** Problem details **
Beginning with the line where "fix(print): various bug fixes" occurs, set down each line of the records through the final one, exactly and without additions.

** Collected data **

PR #3495, opened 2023-06-04
fix(print): various bug fixes

usu:
- More robust landscape mode for picasso (previous implementation led to various scaling issues). This only fixes the major issues. Better utilisation of page space for increased information density would be a separate PR.
- i18n was broken
- slugify documentName was broken 

### Print results on devel
[Dev-Harry-Potter-Lager-complete-camp.pdf](https://github.com/ecamp/ecamp3/files/11710311/Dev-Harry-Potter-Lager-complete-camp.pdf)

** Output of the exercise **
fix(print): various bug fixes

usu:
- More robust landscape mode for picasso (previous implementation led to various scaling issues). This only fixes the major issues. Better utilisation of page space for increased information density would be a separate PR.
- i18n was broken
- slugify documentName was broken 

### Print results on devel
[Dev-Harry-Potter-Lager-complete-camp.pdf](https://github.com/ecamp/ecamp3/files/11710311/Dev-Harry-Potter-Lager-complete-camp.pdf)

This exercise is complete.